The distribution of heights among NBA players conforms to a normal distribution, centered around a mean of approximately 200 centimeters (6 feet 5 inches). This pattern aligns with the sport's inherent dynamics, where players closer to the hoop often have an advantage, leading to a prevalence of taller athletes. The typical bell-shaped distribution underscores the strategic advantage of height in basketball, shaping the demographic landscape of the NBA.
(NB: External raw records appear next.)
Issue #123, opened 2026-07-13
numpy_impl: do_reject outlier rejection is non-functional (data_mask never initialized/consumed)


neuromechanist:
Found while fixing ty diagnostics (#122). \`AMICA_NumPy._reject_outliers()\`
(\`pyAMICA/numpy_impl/core.py\`) references \`self.data_mask\` at
\`self.data_mask[outliers] = False\`, but \`data_mask\` is never initialized
anywhere in \`__init__\`/\`_initialize_parameters\` -- \`ty\` correctly flags this
as \`Object of type Self has no attribute data_mask\`. If a user sets
\`do_reject=True\` with \`maxrej > 0\` and the iteration reaches the reject
schedule (\`_optimize\`'s do_reject block), this raises \`AttributeError\` at
runtime.

Separately, even once \`data_mask\` exists, nothing reads it:
\`_get_updates_and_likelihood\`/\`_get_block_updates\` iterate over
\`self.data\` directly with no reference to \`data_mask\` at all, unlike the
torch backend's \`good_idx\` mechanism (\`AMICATorchNG\`, which actually
restricts \`X_use = X_t[:, self.good_idx]\` each iteration). So the rejection
mask, even if computed without crashing, currently has zero effect on the
fit -- the feature is a no-op at best, a crash at worst.

No test exercises \`do_reject\` on the NumPy backend (only the torch backend's
\`test_ng_backend.py\`/\`test_ng_pdf_families.py\` do), which is presumably why
this has gone unnoticed.

## Scope
Port the torch backend's \`good_idx\`-style filtering to the NumPy backend:
initialize a good-sample index/mask in \`_initialize_parameters\`, restrict the
per-iteration data to it in \`_get_updates_and_likelihood\`, and shrink it in
\`_reject_outliers\` (mirroring \`AMICATorchNG._reject_outliers\`). Add a
NumPy-backend test analogous to the torch \`do_reject\` tests.

Not fixed here: #122 only added a minimal \`data_mask\` initialization to stop
the immediate crash risk; it does not make the feature functional.

neuromechanist:
Correction to the root-cause scope (surfaced by the PR #124 type-safety review):

[...]

Issue #119, opened 2026-07-13
CI: enforce ty type-checking + add pre-commit config (ruff + ty)


neuromechanist:
Currently `.github/workflows/ci.yml` runs `ruff check` + `ruff format --check`
as a hard gate (the `lint` job), but never runs `ty` at all -- type-checking is
untested in CI. There is also no `.pre-commit-config.yaml` in this repo, so
neither tool runs locally pre-commit (per the global dev-standards
`pre-commit` template).

## Scope
1. Add a `ty check .` step to the `lint` job in `.github/workflows/ci.yml`
   (or a new `typecheck` job alongside it).
2. Add `.pre-commit-config.yaml` with `ruff check --fix`, `ruff format`, and
   `ty check` hooks, scoped to staged files only (per project convention:
   "pre-commit hooks should check staged files only").

## Blocker to resolve first
`uv run ty check .` currently reports **~496 pre-existing diagnostics**
across the repo (mostly in `pyAMICA/torch_impl/core.py`, e.g. `self.W`/
`self.sphere` typed as `None | Tensor` and subscripted/used without narrowing).
Turning `ty check` into an immediate hard CI gate would fail the build on
`main` as-is. Options, pick one before wiring the gate:
- (a) Clean up the existing diagnostics first (likely its own separate,
  larger issue -- `torch_impl/core.py` is the bulk of them), then gate.
- (b) Land `ty check` as informational/non-blocking in CI now (so regressions
  are visible in logs without breaking builds), track cleanup separately,
  flip to blocking once clean.

Not scoping the 496-diagnostic cleanup into this issue; decide (a) vs (b) and
size that work separately.

PR #124, opened 2026-07-14
Fix ty type-check diagnostics repo-wide (496 -> 0)

### LINKED ISSUE #122: Fix ty type-check diagnostics repo-wide (blocks #119)
Prerequisite for #119 (enforcing \`ty check\` in CI + pre-commit): \`uv run ty check .\`
currently reports 496 diagnostics. Root cause for the large majority: stateful
estimator classes (\`AMICATorchNG\`, \`AMICA_NumPy\`, MLX backends) initialize
fit-dependent attributes (\`self.W\`, \`self.A\`, \`self.sphere\`, \`self.c\`,
\`self.comp_list\`, ...) to \`None\` in \`__init__\` and only assign real tensors/
arrays in \`fit()\`. ty correctly infers these as \`Tensor | None\` (etc.) and
flags every downstream use (inside the class's own methods, and in test files
that access \`model.W\`/\`model.A\` directly after \`fit()\`) as a potential
None-subscript/None-attribute/wrong-argument-type error.

Breakdown (excluding \`.venv\`/stdlib stub false positives):
- \`pyAMICA/torch_impl/core.py\`: 170
- \`pyAMICA/tests/torch_tests/test_ng_sharing.py\`: 107
- \`pyAMICA/numpy_impl/core.py\`: 91
- \`pyAMICA/tests/torch_tests/test_ng_backend.py\`: 87
- \`pyAMICA/tests/torch_tests/test_ng_pdf_families.py\`: 35
- \`pyAMICA/numpy_impl/data.py\`: 27
- \`pyAMICA/mlx_impl/core.py\`: 24
- remainder scattered across smaller files/tests

## Fix approach
Not renaming the public \`W\`/\`A\`/\`sphere\`/... attributes (breaking API change,
used directly by tests/docs) and not silencing with \`cast()\`/\`# type: ignore\`
(defeats the point, matches none of this project's "no silent failures"
ethos). Instead: narrow with \`assert x is not None\` at point of use --
internal EM-loop call sites treat this as an enforced invariant ("trust
internal code", per CLAUDE.md); public accessor methods
(\`get_unmixing_matrix\`, \`get_mixing_matrix\`, \`transform\`, \`save\`, ...) get a
real \`RuntimeError\` guard since a user could call them before \`fit()\`; test
files get an \`assert\` right after the relevant \`fit()\` call, which also
documents "fit succeeded" as a precondition for the rest of the test.

## Definition of done
- \`uv run ty check .\` reports 0 diagnostics outside \`.venv\`/stdlib stubs.
- Full test suite green, no behavior change (this is a type-annotation/
  assertion-only change, not a logic change).
- Then wire \`ty check\` into CI (#119) as a hard gate, plus the pre-commit
  config.

neuromechanist:
## Summary

Fixes #122. Drives `uv run ty check .` from **496 diagnostics to 0**
repo-wide, unblocking the CI gate + pre-commit hooks tracked in #119.

The large majority of diagnostics had a single root cause: the stateful
estimators (`AMICATorchNG`, `AMICA_NumPy`, `AMICAMLXNG`) initialize
fit-dependent attributes (`self.W`, `self.A`, `self.sphere`, `self.c`,
`self.comp_list`, ...) to `None` in `__init__` and only assign real
tensors/arrays in `fit()`. `ty` correctly infers these as `Tensor | None`
(etc.) and flags every downstream use.

## Fix approach (no API changes, no blanket silencing)

- **Internal EM-loop call sites:** `assert x is not None` at point of use,
  treating "fit populated this" as an enforced invariant ("trust internal
  code", per CLAUDE.md).
- **Public accessors** (`transform`, `get_mixing_matrix`,
  `get_unmixing_matrix`, `variance_order`, `save`, ...): real
  `RuntimeError` guards, matching the existing `state_dict()`/`_check_usable`
  convention, since a user can call these before `fit()`.
- **Test files:** `assert` right after the relevant `fit()`/helper call,
  which also documents "fit succeeded" as a precondition.
- **Explicit `Optional[...]` annotations** added to the fit-dependent
  attributes so the intent is declared, not just inferred.
- A handful of unrelated real type issues fixed on their own merits:
  `spec_from_file_location(...) -> ModuleSpec | None` narrowing in test
  loaders, `np.dtype` default/annotation mismatches widened to
  `npt.DTypeLike`, `str`-only path params widened to `Union[str, Path]`,
  dict-spread-into-typed-constructor annotated `dict[str, Any]`, and raw
  instance-attribute method monkey-patches replaced with
  `mock.patch.object(...)`.

## Scoped exceptions (documented, not silenced globally)

- `.context/**` excluded from `ty` scope via `[tool.ty.src]` in
  `pyproject.toml`: these are frozen historical investigation scripts for
  closed issues (explicitly marked "do not ship as-is"). Live/regenerated
  analysis scripts were fixed on their own merits, not excluded.
- Two `import mlx.core` lines carry a scoped
  `# ty: ignore[unresolved-import]` with an explanatory comment. `mlx`
  ships as a compiled extension with no `.pyi` stubs, so `ty` cannot
  resolve the import even when the package is installed (verified: the
  diagnostic persists after `uv pip install mlx`). No annotation or assert
  can resolve a missing-stubs import; the suppression is local to those two
  lines only.

## Side-effect finding

While annotating `numpy_impl/core.py` I found `_reject_outliers()`
references `self.data_mask`, which was never initialized anywhere, so
`do_reject=True` would crash. Filed as #123. This PR adds a minimal
non-crashing init (`data_mask` allocated in `_initialize_parameters`) with
a comment noting the feature is still functionally incomplete pending the
real fix in #123 (out of scope here).

## Validation

- `uv run ty check .` -> **All checks passed!** (0 diagnostics)
- Full test suite green (annotation/assert-only change, no logic change)

## Definition of done (#122)

- [x] `uv run ty check .` reports 0 diagnostics
- [x] Full test suite green, no behavior change
- [ ] Wire `ty check` into CI as a hard gate + pre-commit config -> #119


neuromechanist:
## `/review-pr` summary (5 parallel reviewers: code, tests, silent-failure, type-design, comments)

**No Critical findings.** The PR is behavior-preserving; `ty check .` = 0 diagnostics, `ruff` clean, full suite 191 passed / 8 skipped / 3 xfailed / 0 failed. Reviewers surfaced two real gaps (now fixed) plus doc/comment consistency items (now fixed) and two intentional decisions to document (below).

### Fixed in follow-up commits

1. **`do_reject=True` on the NumPy backend crashed mid-fit** (silent-failure HIGH; corroborated by code-review + type-design). `_update_parameters` divides by `self.num_good_samples` every iteration under `do_reject`, but that attribute is only set inside `_reject_outliers` (later, on schedule), so iteration 0 raised a bare `AttributeError` deep in the EM loop, independent of the reject schedule. My initial `data_mask` stub + comment only addressed a *different*, unreached crash and were misleading. **Fix:** `fit()` now refuses `do_reject=True` with a clear `NotImplementedError` pointing at #123 (loud + actionable instead of a cryptic crash or a silent no-op), the misleading comments are corrected, and a regression test (`test_do_reject_refused_on_numpy_backend`) locks the behavior. The real port stays tracked in #123. The PyTorch backend's `do_reject` (via `good_idx`) is unaffected and works.

2. **`AMICATorchNG.write_amica_output` was left unguarded** (silent-failure HIGH). Its four sibling public accessors (`transform`, `get_mixing_matrix`, `get_unmixing_matrix`, `variance_order`) got `RuntimeError` fit-guards in this PR, but `write_amica_output` was missed because its `Optional` attributes flow through an unannotated local `_np` helper that `ty` can't see through. Calling it before `fit()` raised a bare `AttributeError`. **Fix:** added the same `RuntimeError("... requires a fitted model; call fit() first.")` guard.

3. **Doc/comment consistency** (comment + silent-failure reviewers): `docs/api/numpy-backend.md` and `AGENTS.md` claimed the NumPy backend has working "outlier rejection", which now contradicts the honest #123 gate. Both caveated. The `pyproject.toml` `.context/**` comment over-generalized the "do not ship as-is" marking (only one file carries it verbatim); reworded to name that file as the example and note that live/tested `.context` scripts were fixed on their merits, not excluded.

4. **Minor consistency** (test reviewer): `test_ng_sharing.py` now uses lowercase `dict[str, Any]` like every other touched file (was `Dict[str, Any]`); removed the now-redundant `str()` wrapper in `test_amica.py` (`load_data_file` accepts `Path`).

### Intentional decisions (documented per the no-mocks / no-behavior-change policies)

- **`unittest.mock.patch.object` in `test_ng_backend.py`** (code + test reviewers asked to confirm): this is a **spy**, not a mock/fake. `mock.patch.object(ng, "_finalize_newton_stats", side_effect=fn)` where `fn` calls through to the real `_finalize_newton_stats(acc)` — no result is faked, the real EM computation runs. It replaces a raw instance-attribute method reassignment that `ty` correctly flagged as a signature mismatch, and it auto-restores after the `with` block (strictly better than the leaked monkey-patch). Consistent with the "no mock data/tests" policy.
- **`sigma2`/`lambda_`/`kappa` init hoist** (type-design nit): these were previously assigned `None` only inside `if self.do_newton:`; the diff hoists them to unconditional `None` so the `Optional[...]` annotations are honest. This means the attributes now always exist (vs. not existing when `do_newton=False`) — a benign change, no test relies on `hasattr`, and internal call sites are always reached only after `_initialize_parameters` populates the real values.

### Follow-ups (out of scope, tracked)

- #123: real NumPy `do_reject` port (this PR only gates it honestly).
- `_snapshot_params`/`_restore_params` return `Dict[str, object]` (pre-existing, untouched here); a `TypedDict` would remove the `isinstance` narrowing the tests need — worth a separate issue.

To look at the heights of all-time playoff scoring leaders and how are they distributed I needed access the data from basketball reference I scraped previously and added to project.db. I queried the table and processed it into a pandas table to use for analysis/visualization

In [45]:
def sqlout(col, table, lim):
  '''queries database made from createSQL and returns queried data
  '''
  connection = sql.connect('project.db')
  cursor = connection.cursor()
  query = f"select {cols} from {table} limit {lim}"
  return cursor.execute(query).fetchall()
cols = 'Rank, Player, PTS'
table = 'playoffpts'
lim = 250
data = sqlout(cols, table, lim)

def dbtodf(arg):
  '''takes queried data from sqlout and returns pandas DataFrame
  '''
  df = pd.DataFrame(arg)
  df.columns = cols.split(',')
  return df

df1 = dbtodf(data)
df_align = df1.sort_values(by=[' PTS'])
df_align[' PTS'] = df_align[' PTS'].astype(str).astype(int) #had to converts PTS values from type object to int64
print(df_align.dtypes)
df_align.head()

Rank       object
 Player    object
 PTS        int64
dtype: object


Unnamed: 0,Rank,Player,PTS
249,250.0,Lenny Wilkens,1031
248,249.0,Nick Van Exel,1032
247,248.0,Eddie Jones,1037
246,247.0,Bryon Russell,1038
245,246.0,Donnie Freeman,1040


In [46]:
df_name = pd.DataFrame(player_born['name']) #organizing the new dataset using data from previous dataset
df_name.columns = [' Player'] #adding player column
df_hts = pd.DataFrame(player_born['height']) #using height from previous dataset
df_namehts = pd.concat([df_name, df_hts], axis=1) #putting these two together
df_playoffhts = df_align.set_index(' Player').join(df_namehts.set_index(' Player')) #indexing by player
df_playoffhts = df_playoffhts.reset_index()
df_playoffhts = df_playoffhts.sort_values(by=['height']) #sorting the heights
df_playoffhts.head()

Unnamed: 0,Player,Rank,PTS,height
21,Bill Keller,214.0,1139,5-10
17,Bill Bradley,191.0,1222,5-11
170,Louie Dampier,113.0,1651,6-0
159,Kyle Lowry,96.0,1794,6-0
52,Chris Paul,29.0,2981,6-0


In [47]:
import plotly.express as px
fig = px.scatter(df_playoffhts, x="height", y=" PTS", color = " Player", title = "All-Time Playoff Scoring Leaders Height Distribution")
fig.update_layout(yaxis_range=[1000,7700]) #if PTS was still dtype object, each ascending value would be the next 'tick' in y-axis
fig.show()

**Heights of All-Time Playoff Scoring Leaders and Their Distribution**

When analyzing the heights of all-time playoff scoring leaders in the NBA, it becomes evident that height does not exert a significant influence on playoff scoring. There is a wide and diverse spread of points scored across different heights, with only a handful of outliers. This observation implies that factors other than height, such as skill, experience, and game strategy, play a more crucial role in determining playoff performance. The absence of a clear correlation between height and playoff scoring underscores the multifaceted nature of basketball talent and the varied skill sets possessed by players across different height categories.